PROBLEM REQUIREMENTS = Make an exact copy of every record that follows.

Start of MATERIAL PROVIDED

PR #3213, opened 2025-01-14
feat(fronted): tenanted admin api credentials

### LINKED ISSUE #3108: [Multi-Tenant] Tenanted Admin UI Requests
The Admin UI should use the new identity management scheme for tenanted requests on the admin graphql api. The UI could present an input to collect the api secret that signatures should be signed with and add them to the browser session, if the UI does not detect that they have been set already.

- [x] Input to collect tenant id & api secret for signature generation if unset
- [x] Sign all requests from the UI to Admin API using api secret
- [x] Augment all requests from UI to Admin API with tenantId header

### Prerequisites:
* https://github.com/interledger/rafiki/issues/2928

BlairCurrey:

- updates frontend to use api credentials (tenant id, api secret) to make request to admin api and handles 401 errors on bad/missing credentials

## Context

fixes #3108 

## Checklist

- [x] Tests added/updated


localenv/cloud-nine-wallet/docker-compose.yml
```diff
@@ -84,7 +85,7 @@ services:
       - shared-database
       - shared-redis
     healthcheck:
-      test: ["CMD", "wget", "--header=apollo-require-preflight: true", "http://localhost:3001/graphql?query=%7B__typename%7D", "-O", "/dev/null"]
+      test: ["CMD", "wget", "--spider", "http://localhost:3001/healthz"]
```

End of MATERIAL PROVIDED

RESPONSE =
PR #3213, opened 2025-01-14
feat(fronted): tenanted admin api credentials

### LINKED ISSUE #3108: [Multi-Tenant] Tenanted Admin UI Requests
The Admin UI should use the new identity management scheme for tenanted requests on the admin graphql api. The UI could present an input to collect the api secret that signatures should be signed with and add them to the browser session, if the UI does not detect that they have been set already.

- [x] Input to collect tenant id & api secret for signature generation if unset
- [x] Sign all requests from the UI to Admin API using api secret
- [x] Augment all requests from UI to Admin API with tenantId header

### Prerequisites:
* https://github.com/interledger/rafiki/issues/2928

BlairCurrey:

- updates frontend to use api credentials (tenant id, api secret) to make request to admin api and handles 401 errors on bad/missing credentials

## Context

fixes #3108 

## Checklist

- [x] Tests added/updated


localenv/cloud-nine-wallet/docker-compose.yml
```diff
@@ -84,7 +85,7 @@ services:
       - shared-database
       - shared-redis
     healthcheck:
-      test: ["CMD", "wget", "--header=apollo-require-preflight: true", "http://localhost:3001/graphql?query=%7B__typename%7D", "-O", "/dev/null"]
+      test: ["CMD", "wget", "--spider", "http://localhost:3001/healthz"]
```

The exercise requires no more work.